What I’m reading this week
Kitchen Confidential (Anthony Bourdain)
Growing up, I was a big fan of Bourdain’s travel shows where he sampled cuisines around the world with surprising receptivity. In this memoir, Bourdain, who worked at various restaurants before becoming an executive chef himself, provides an unfiltered glance at what really goes on in the kitchen.
A Still Forest Pool (Ajahn Chah, compiled by Jack Kornfield and Paul Breiter)
Ajahn Chah was a monk who was integral in spreading Theravada Buddhism to the West. This book is a collection of Dharma talks (public sermons on Buddhism) given by Chah and recounted by two former monks.
Unconventional Success (David F. Swensen)
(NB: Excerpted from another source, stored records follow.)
Issue #403, opened 2020-08-27
Naming convention for algebra related code


mortberg:
It would be nice if all the algebra would be using some more consistent naming schema. Here's a suggestion that we are more or less following:

- First letter of structure names and types should be uppercase (like `Ring`)
- Use appropriate abbreviation: 
  - Comm = commutative
  - Assoc = associative
  - DistR/DistL = distribute right/left
- Use camelCase as much as possible, also for properties/lemmas related to operations. For example
  - `+Assoc`
  - `·DistR+`

I'm not sure about how to name lemmas like these: https://github.com/agda/cubical/blob/master/Cubical/Structures/Ring.agda#L272

This should be implemented after https://github.com/agda/cubical/pull/401

mchristianl:
Would it be "safe" to rename every occurrence of `_*_` to `_·_` in the `Cubical/Algebra` subdirectory?

mortberg:
> Would it be "safe" to rename every occurrence of `_*_` to `_·_` in the `Cubical/Algebra` subdirectory?

Sure! I think this should be the name for multiplication of numbers as well

mortberg:
(just to be clear, it's \cdot not \.)

mchristianl:
The `*` is currently used in

- **Algebra/CommRing**
- **Data/BinNat** (just a comment)
- **Data/Fin**
- **Data/InfNat**
- **Data/Nat**
- **Data/NatPlusOne**
- Data/Sigma
- Data/Unit
- (Data/Vec)
- HITs/AssocList
- [HITs/Colimit ("lower star functor" should remain `*`)](https://github.com/agda/cubical/blob/367dd3d4cf185693f02aac3deef93888dedc7eeb/Cubical/HITs/Colimit/Base.agda#L38)
- HITs/FiniteMultiset
- (HITs/Hopf)
- **HITs/Ints/BiInvInt**
- **HITs/Ints/QuoInt**
- HITs/ListedFiniteSet
- (HITs/Rationals/HITQ)
- **HITs/Rationals/QuoQ**
- **HITs/Rationals/SigmaQ**
- HITs/RPn
- [HITs/S1 (debatable)](https://github.com/agda/cubical/blob/367dd3d4cf185693f02aac3deef93888dedc7eeb/Cubical/HITs/S1/Base.agda#L396)
- HITs/Truncation
- HITs/Truncation/FromNegTwo
- Homotopy/Connected
- Modalities/Modality
- (Papers/Synthetic)
[...]

PR #414, opened 2020-09-09
Define commutative ring structure of BiInvInt

knrafto:
After doing this, I think BiInvInt (or maybe HAEquivInt) is so far the most natural definition of the integers in cubical type theory. The definitions and proof closely mirror those for ℕ (with an extra case for `pred`) and they satisfy similar definitional equalities (for example `zero + n ≡ n`, `suc m + n ≡ suc (m + n)`, and `pred m + n ≡ pred (m + n)` all hold definitionally). Very cool! The downside is that we have to use recursion/induction principles manually instead of pattern-matching to avoid repeating ourselves too much.

This is my first time contributing to this library, so please let me know how I can match the style better! For example I'm not sure if renaming `BiInvInt` to `ℤ` in this module was a good idea. I also removed the existing `ᴮ` suffix, since I think someone should instead import this module qualified if they need to disambiguate.

### DIFF
--- a/Cubical/HITs/Ints/BiInvInt/Properties.agda
+++ b/Cubical/HITs/Ints/BiInvInt/Properties.agda
@@ -63,8 +63,14 @@ BiInvInt-rec {A = A} z e = φ
   φ (predl n) = Iso.inv e-Iso (φ n)
   φ (predl-suc n i) = Iso.leftInv e-Iso (φ n) i
 
+sucIso : Iso BiInvInt BiInvInt
+Iso.fun sucIso = suc
+Iso.inv sucIso = pred
+Iso.rightInv sucIso = suc-predl
+Iso.leftInv sucIso = predl-suc
+
 sucEquiv : BiInvInt ≃ BiInvInt
-sucEquiv = isoToEquiv (iso suc pred suc-predl predl-suc)
+sucEquiv = isoToEquiv sucIso
 
 -- addition
 
@@ -157,14 +163,14 @@ abs n = Int.abs (bwd n)
 sgn : BiInvInt → Bool
 sgn n = Int.sgn (bwd n)
 
-isEquiv-n+ : ∀ n → isEquiv (n +_)
-isEquiv-n+ n = isoToIsEquiv (iso (n +_) ((- n) +_) sec ret)
-  where
-  sec : ∀ m → n + ((- n) + m) ≡ m
-  sec m = +-assoc n (- n) m ∙ cong (_+ m) (+-invʳ n)
+Iso-n+ : (n : BiInvInt) → Iso BiInvInt BiInvInt
+Iso.fun (Iso-n+ n) = n +_
+Iso.inv (Iso-n+ n) = - n +_
+Iso.rightInv (Iso-n+ n) m = +-assoc n (- n) m ∙ cong (_+ m) (+-invʳ n)
+Iso.leftInv (Iso-n+ n) m = +-assoc (- n) n m ∙ cong (_+ m) (+-invˡ n)
 
-  ret : ∀ m → (- n) + (n + m) ≡ m
-  ret m = +-assoc (- n) n m ∙ cong (_+ m) (+-invˡ n)
+isEquiv-n+ : ∀ n → isEquiv (n +_)
+isEquiv-n+ n = isoToIsEquiv (Iso-n+ n)
 
 -- multiplication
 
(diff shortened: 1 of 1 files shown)


felixwellen:
Nice!
I'm not sure about the renaming and the suffix, but there was a recent agreement on algebra-related names:
https://github.com/agda/cubical/issues/403
I use it when writing new things.

knrafto:
Hmm I feel like in the meantime the property names should be consistent with the names in Cubical.Data.Nat.Properties, since I use those a lot and I would expect working with ℤ to be similar to ℕ. So for things like `+-assoc -> +Assoc` the BiInvInt properties should be renamed at the same time as the Nat properties

Cubical/HITs/Ints/BiInvInt/Properties.agda
```diff
@@ -3,146 +3,240 @@ module Cubical.HITs.Ints.BiInvInt.Properties where
...
-m +ᴮ predr n       = predr (m +ᴮ n)
-m +ᴮ predl n       = predl (m +ᴮ n)
-m +ᴮ suc-predr n i = suc-predr (m +ᴮ n) i
-m +ᴮ predl-suc n i = predl-suc (m +ᴮ n) i
+-- the following equalities hold definitionally:
+--   zero   + n ≡ n
+--   suc m  + n ≡ suc (m + n)
+--   pred m + n ≡ pred (m + n)
+_+_ : BiInvInt → BiInvInt → BiInvInt
+_+_ = BiInvInt-rec (idfun BiInvInt) (postCompEquiv sucEquiv)
```
Saizan, line 77: Has it not been a problem that `m + n` would often get expanded to the `BiInvInt-rec ...` call?

knrafto: I'm not sure what you mean. How would this problem show up?

Saizan: If `m + n` shows up in a goal type, Agda might expand it, it will if you ask for the normal form but in other situations too.

Also, it could have shown up as slower typechecking times.

knrafto: Oh I see. It doesn't get expanded in (non-normalized) goal types, and the file typechecks in 3 seconds. But, when I try `C-u C-u C-c C-t` in the following goal, it takes over 30 seconds and spits out the following 66598-line term: https://gist.github.com/knrafto/ed60e415db86989c0200f9e6397ea125
(I'm not sure how much of that time is just printing though)

```
*-comm : ∀ m n → m * n ≡ n * m
*-comm = BiInvInt-ind-prop (λ _ → isPropΠ λ _ → isSetBiInvInt _ _)
  (λ n → sym (*-zero n))
  (λ m p n → {!!})  -- cong (n +_) (p n) ∙ sym (*-suc n m)
  (λ m p n → cong (- n +_) (p n) ∙ sym (*-pred n m))
```

I guess I never tried to normalize anything because the default goal types were pretty readable already

Saizan: Right, that's also made worse by the use of the `iso` constructor rather than doing a separate definition by copatterns.

Saizan: Can you then make separate copattern definitions for the isos needed in `sucEquiv` and `isEquiv-n+` ?
We are trying to stick to that as a general policy to keep normal forms smaller.

I forgot to thank you for the PR btw! It's a great use of abstraction, and hopefully any problems can be improved on by the tooling.

knrafto: Thank you! And thanks for your work on cubical agda, it's been fun to use.

I created separate definitions for the isos. I haven't really used copatterns before, but I was misled by [the docs](https://agda.readthedocs.io/en/v2.6.1/language/copatterns.html) into thinking copatterns are syntactic sugar for using the constructor. Why does using copatterns result in faster typechecking? Is that a bug?

Saizan: it's not a bug, the reason is that `sucIso` defined by copatterns is already in weak head normal form, so it only reduces when projected from.

Records having eta rules by default still means that the equality is unchanged, but Agda tries to only apply those when useful. 

One can go further with `no-eta-equality` but that's not been necessary yet.

knrafto: Sorry I mean, is it a bug that performance is so much worse for the constructor form? Maybe Agda should be less aggressive when expanding the definitions under the `iso`, for things like definitional equality and printing the normalized goal type.

Saizan: Oh, yeah, Agda should be more careful about expanding definitions in general, and/or there should be good expressive ways to control expansion. it would be a substantial project to improve the situation though.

David Swensen is famous for his management of Yale’s endowment fund, where he delivered returns far above that of the university’s peers. In this book, he provides some advice for individual investors on how to overcome the challenges they face in the market.
How to Read a Book (Mortimer J. Adler)
I’ve realized that I never got solid advice on how to read books. I’m pretty decent at reading short passages and chapters alone thanks to English classes and the SAT, but books are a different story. Therefore, I’m hoping to find some helpful advice in Adler’s How to Read a Book.